> Task: Print out the records below with nothing altered.

> Data to examine:

Issue #4936, opened 2021-02-04
On Removing Hyphens & Symbols from File Names


PeterShaggyNoble:
### Kind of issue 
  - [x] Improvement
  - [ ] Bug
  - [ ] Other, namely:

### This issue concerns 
  - [x] The NPM Package
  - [x] The Packagist Package

### Description
This issue is a follow-up to @ericcornelissen's [comment](https://github.com/simple-icons/simple-icons/issues/2260#issuecomment-772689951) below:
> which, actually, raises the question of why hyphens are currently also kept when converting from [`titleToFilename`](https://github.com/simple-icons/simple-icons/blob/ac633dc120e4aa28d181f6d02bda2e417110b0be/scripts/utils.js#L6-L26)

With the addition of `slug`s in #4918 we could now, conceivably, remove `-`s from file names, freeing up their use for another purpose in the future*. Up until now they have served a purpose in, potentially, helping avoid potential name clashes - consider, for example, the completely hypothetical brands "S&Y" and "Sandy - but, with the `slug`s, that's now redundant. So _should_ we remove them? It wouldn't be a _huge_  job; by my count there are 23 icons in the current release with a `-` in their file name so I say we may as well.

If we do decide to do it, it could be rolled into #4921

(* One possible use case I'm thinking of is if we decide to generate SVGs with localised `title`s for some purpose, we can use the `-` to append the locale to the filename, e.g. `brandname-en-ie.svg`.)

ericcornelissen:
Thanks for converting this into an issue @PeterShaggyNoble :+1: 

Just to clarify the issue a bit. Do we want to remove all  `-`s from all automatically created slugs, including [those like `-dot-` and `-and-`](https://github.com/simple-icons/simple-icons/blob/e8ba23c0e3a888878cce72741caf817ef279ba55/scripts/utils.js#L9-L14), or just those that appear in the brand name? Here's my take:

Removing hyphens entirely is the best & simplest approach, firstly because automatically created slugs just don't have hyphens which is simpler to reason about. However, we do lose the "elegance" of the automatically inserted `-dot-` and `-and-`. Which is a shame, but is easily counteracted by the introduction of custom slug in #4918 (admittedly the PR needs some changes to support this, but I would be in favor of this), which would not only allow us to keep this format for icons that currently use it but also allows us to omit them in new additions if need-be - the only downside being that reviewers need to keep in mind to check whether or not it makes sense to keep a symbol in the slug or not.


[...]

PR #5047, opened 2021-02-17
Rename Delicious as del.icio.us

### LINKED ISSUE #4791: Rename or Remove Delicious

> Answer for the task:
Issue #4936, opened 2021-02-04
On Removing Hyphens & Symbols from File Names


PeterShaggyNoble:
### Kind of issue 
  - [x] Improvement
  - [ ] Bug
  - [ ] Other, namely:

### This issue concerns 
  - [x] The NPM Package
  - [x] The Packagist Package

### Description
This issue is a follow-up to @ericcornelissen's [comment](https://github.com/simple-icons/simple-icons/issues/2260#issuecomment-772689951) below:
> which, actually, raises the question of why hyphens are currently also kept when converting from [`titleToFilename`](https://github.com/simple-icons/simple-icons/blob/ac633dc120e4aa28d181f6d02bda2e417110b0be/scripts/utils.js#L6-L26)

With the addition of `slug`s in #4918 we could now, conceivably, remove `-`s from file names, freeing up their use for another purpose in the future*. Up until now they have served a purpose in, potentially, helping avoid potential name clashes - consider, for example, the completely hypothetical brands "S&Y" and "Sandy - but, with the `slug`s, that's now redundant. So _should_ we remove them? It wouldn't be a _huge_  job; by my count there are 23 icons in the current release with a `-` in their file name so I say we may as well.

If we do decide to do it, it could be rolled into #4921

(* One possible use case I'm thinking of is if we decide to generate SVGs with localised `title`s for some purpose, we can use the `-` to append the locale to the filename, e.g. `brandname-en-ie.svg`.)

ericcornelissen:
Thanks for converting this into an issue @PeterShaggyNoble :+1: 

Just to clarify the issue a bit. Do we want to remove all  `-`s from all automatically created slugs, including [those like `-dot-` and `-and-`](https://github.com/simple-icons/simple-icons/blob/e8ba23c0e3a888878cce72741caf817ef279ba55/scripts/utils.js#L9-L14), or just those that appear in the brand name? Here's my take:

Removing hyphens entirely is the best & simplest approach, firstly because automatically created slugs just don't have hyphens which is simpler to reason about. However, we do lose the "elegance" of the automatically inserted `-dot-` and `-and-`. Which is a shame, but is easily counteracted by the introduction of custom slug in #4918 (admittedly the PR needs some changes to support this, but I would be in favor of this), which would not only allow us to keep this format for icons that currently use it but also allows us to omit them in new additions if need-be - the only downside being that reviewers need to keep in mind to check whether or not it makes sense to keep a symbol in the slug or not.


[...]

PR #5047, opened 2021-02-17
Rename Delicious as del.icio.us

### LINKED ISSUE #4791: Rename or Remove Delicious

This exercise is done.